Likewise, people with particular jobs face a higher-than-average risk of repetitive strain syndromes, such as carpal tunnel or low back pain. A habit of gum chewing can increase the risk of problems in the temporomandibular joint, the hinge of the jaw.
Putting the Puzzle Together
For many people, the problem of misdiagnosis is resolved relatively quickly, with no lasting impact.
But Muller says years passed and her pain never went away, despite multiple explanations proffered by doctors.
Finally, the moment came when her hips would no longer move. She bent over to pull on her pantyhose and couldn’t get back up.
When her new orthopaedic surgeon looked at the X-ray of her pelvis, he found that the round head of her hip joint was sunken and squashed, like an orange that had rotted and collapsed.

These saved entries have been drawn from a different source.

PR #1023, opened 2022-03-03
First cut at OpenBridge integration

pilhuhn:
This sets up Slack sending via OB. This is disabled by default. See  `ob.enabled=false` in application.properties (which is only to make it explicit, in code `false` is the default.

Engine code is 'pseudo' reactive (it works). There is a temp package with some OB interfaces, that should go away once engine is no longer reactive and then use the code from commons like ui-backend does.


common/src/main/java/com/redhat/cloud/notifications/openbridge/BridgeHelper.java
```diff
@@ -0,0 +1,107 @@
...
+    @Produces
+    public Bridge getBridgeIfNeeded() {
+
+        if (!obEnabled) {
+            return new Bridge("- OB not enabled -", "http://does.not.exist");
+        }
+
+        if (BridgeHolder.getInstance().getBridge() != null) {
+            return BridgeHolder.getInstance().getBridge();
+        }
```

Despite the grim news that RA had ravaged her joint, Muller felt relieved. “I actually cried tears of happiness because I could point to the darn X-rays and say, I am not making this up. You could see there was something wrong,” she remembers.
And now, when she hears about other patients who are suffering without answers, she has this advice.
“Medicine is an art and not a science and unfortunately most doctors rely way too much on the tests. Try to find a doctor that just sits and listens to you,” she says. “When a doctor stops listening to you, you need to go to another doctor.”